17952848. DATA PROCESSING METHOD AND DEVICE simplified abstract (Huawei Technologies Co., Ltd.)

From WikiPatents
Jump to navigation Jump to search

DATA PROCESSING METHOD AND DEVICE

Organization Name

Huawei Technologies Co., Ltd.

Inventor(s)

Teng Su of Hangzhou (CN)

Tingting Chen of Shenzhen (CN)

Zhenzhang Yang of Hangzhou (CN)

Xiaoda Zhang of Hangzhou (CN)

DATA PROCESSING METHOD AND DEVICE - A simplified explanation of the abstract

This abstract first appeared for US patent application 17952848 titled 'DATA PROCESSING METHOD AND DEVICE

Simplified Explanation

The patent application describes a data processing method for distributed parallel model training in the field of artificial intelligence. The method enables hybrid parallelism in a distributed cluster and can be applied to various models such as text translation, speech recognition, facial recognition, 3D reconstruction, and virtual reality.

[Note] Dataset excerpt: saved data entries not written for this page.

PR #184, opened 2026-06-01
Isolated Processes 6: Add a basic libc backend

marti4d:


Cargo.toml
```diff
@@ -1,14 +1,33 @@
...
+
+[workspace.package]
 repository = "https://github.com/rust-minidump/minidump-writer"
 homepage = "https://github.com/rust-minidump/minidump-writer"
 edition = "2024"
 rust-version = "1.88.0"
 license = "MIT"
 
+[workspace.dependencies]
+libc = "0.2"
```
gabrielesvelto, line 15: Shouldn't this be gated by `target.'cfg(unix)'` since we don't use it on Windows?

crates/linux/process-backend/src/local/syscall_runner.rs
```diff
@@ -0,0 +1,46 @@
+use {super::errno, core::ffi::c_int};
+
+#[derive(Debug, Default)]
+pub struct SyscallRunner(Option<c_int>);
```
gabrielesvelto: I'm a bit on edge about this being called a "runner", it gives me the impression that it's doing something asynchronous which it is not. I understand that `SyscallCaller` sounds redundant, so what about `SyscallInvoker` and then have `invoke()` instead of `run()`?

gabrielesvelto (changes requested):

Cargo.toml
marti4d: So... I thought and expected that too! ... But, surprisingly, that's not how workspace stuff works.

Apparently the best way to think of these `workspace.dependencies` and `workspace.package` tables is just to think of them as nothing but an inert "Single-Source of Truth Key-Value Store" that does nothing by itself.

It's only when the values in the table are actually referenced by setting `field.workspace = true` that the value is actually substituted in, and it's done in the context where it's requested.

So if nothing on Windows actually calls for a dependency, it will be ignored. This is actually true of the `workspace.members` as well -- I have `crates/linux/process-backend` listed as a workspace member, but if nobody actually depends on it, it won't be compiled.

crates/linux/process-backend/src/local/syscall_runner.rs
marti4d: Good suggestion! Done!

gabrielesvelto (approved):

  • The method involves inserting a redistribution operator between operators in a deep neural network model that have an input-output dependency relationship. This allows for conversion between different tensor layouts, which are the arrangements of data in tensors.
  • The redistribution operator is inserted into a sliced computational graph, which is a representation of the neural network model divided into smaller parts for parallel processing.
  • An updated sliced computational graph is determined, enabling parallel model training of the deep neural network.

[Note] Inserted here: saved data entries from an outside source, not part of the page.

PR #185, opened 2026-06-01
Isolated Processes 7: Rewrite all backend functions in libc

marti4d:


crates/linux/process-backend/src/local/mod.rs
```diff
@@ -57,10 +344,115 @@ impl Backend {
     }
 }
 
+#[derive(Debug)]
+pub struct FileReader(OwnedFd);
+
+impl FileReader {
+    pub fn read(&mut self, buf: &mut [u8]) -> Result<usize, Error> {
+        let rv = unsafe { libc::read(self.0.0, buf.as_mut_ptr().cast(), buf.len()) };
```
gabrielesvelto: I wonder if it would be worth making `FileReader` `#[repr(transparent)]` to avoid the double `.0` field access?

crates/linux/process-backend/src/local/mod.rs
```diff
@@ -57,10 +344,115 @@ impl Backend {
...
+        if rv == -1 {
+            return Err(Error::ReadFileFailed(errno()));
+        }
+        Ok(rv.try_into().unwrap())
```
gabrielesvelto, line 356: Just a nit, for things that return `ssize_t` it might be worth changing the check into `rv < 0` and then you can do an `unwrap_unchecked()` when converting to `size_t`.

crates/linux/process-backend/src/local/module_reader.rs
```diff
@@ -0,0 +1,152 @@
...
+        // zero-length mappings -- So we just make it a one-byte mapping (and ignore the byte).
+        let len = usize::max(len, 1);
+
+        // Rust/LLVM cannot support a single object larger than `isize::MAX`, which is
+        // 2GiB on 32-bit systems. It is possible to map files larger than that, but there is a
+        // bunch of special handling that needs to be done to avoid accidentally telling LLVM that
+        // the mapped memory might be a single object with the same provenance.
+        //
+        // Luckily, we won't be accessing files that are larger than 2GiB, so we can skip all that
+        // nastiness by disallowing a mapping larger than `isize::MAX`.
```
gabrielesvelto, line 107: Do you have a reference for this to add here? I'm not familiar with this limitation.

src/linux/minidump_writer/mod.rs
```diff
@@ -948,21 +949,12 @@ impl MinidumpWriter {
     #[inline]
     pub fn copy_from_process(
         process_inspector: &ProcessInspector,
-        pid: Pid,
+        _pid: Pid,
```
gabrielesvelto: We can just remove this, right?

gabrielesvelto (approved):
LGTM, I just left a couple of nits here and there

crates/linux/process-backend/src/local/mod.rs
marti4d: Yeah 😅 I hate when I see double `.0` as well -- It was my fault for being a bit lazy with the way I implemented `OwnedFd` more than a need for this to be `Deref<Target = OwnedFd>` (which is what I think you wanted -- `#[repr(transparent)]` doesn't flatten the object; it just makes its binary representation identical).

I added a proper `as_raw_fd()` function to `OwnedFd` to more closely mimic what they do in `std`, and also added an `unsafe fn new()` to it so it properly shows that creating an `OwnedFd` is a dangerous operation.

crates/linux/process-backend/src/local/mod.rs
marti4d: Hmm... I'm not so sure about this suggestion. All these OS APIs claim that they return `-1` to indicate error, not "a negative number".

So, to me, this code says exactly that:

| RV | Meaning |
|---|---|
| >= 0 | Successful return value |
| -1 | Failure |
| Anything Else | Software bug - Let's panic! |

crates/linux/process-backend/src/local/module_reader.rs
marti4d: Good idea! Added links to the relevant `std` docs :)

src/linux/minidump_writer/mod.rs
marti4d: Ah -- Very good point! I thought we needed it to have the same shape as it does for Windows and Darwin (a lot of the Memory/Module reading stuff is like that), but it turns out... Nope. So I got rid of it.

Although - as you can see - the word "just" was understating it a bit 😆.

crates/linux/process-backend/src/local/mod.rs
gabrielesvelto: OK, fair enough. In another time and place I would have a assumed that such a syscall would always behave in a predictable way, but with people vibe-coding the kernel I don't know what to think anymore. Better safe than sorry.

gabrielesvelto (approved):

Potential applications of this technology:

  • Distributed training of text translation models
  • Distributed training of speech recognition models
  • Distributed training of facial recognition models
  • Distributed training of 3D reconstruction models
  • Distributed training of virtual reality models

Problems solved by this technology:

  • Enables hybrid parallelism in distributed clusters, improving the efficiency of model training.
  • Facilitates conversion between different tensor layouts, allowing for seamless integration of different parts of the neural network model.
  • Enables parallel model training of deep neural networks, reducing the time required for training large models.

Benefits of this technology:

  • Faster and more efficient training of deep neural network models.
  • Improved scalability and utilization of distributed clusters.
  • Enhanced flexibility in integrating different parts of the neural network model.
  • Enables training of large-scale models for various AI applications.


Original Abstract Submitted

Embodiments of this application disclose a data processing method, and relate to the field of artificial intelligence. The method is applied to distributed parallel model training, for example, distributed training of a text translation model, a speech recognition model, a facial recognition model, a three-dimensional reconstruction model, and a virtual reality model. The method can implement hybrid parallelism in a distributed cluster. The method includes: inserting, based on tensor layouts of tensors of at least one operator in a deep neural network model, a redistribution operator between operators that have an input-output dependency relationship, to implement conversion between different tensor layouts; inserting the redistribution operator into a sliced computational graph; and determining an updated sliced computational graph to implement parallel model training of the deep neural network.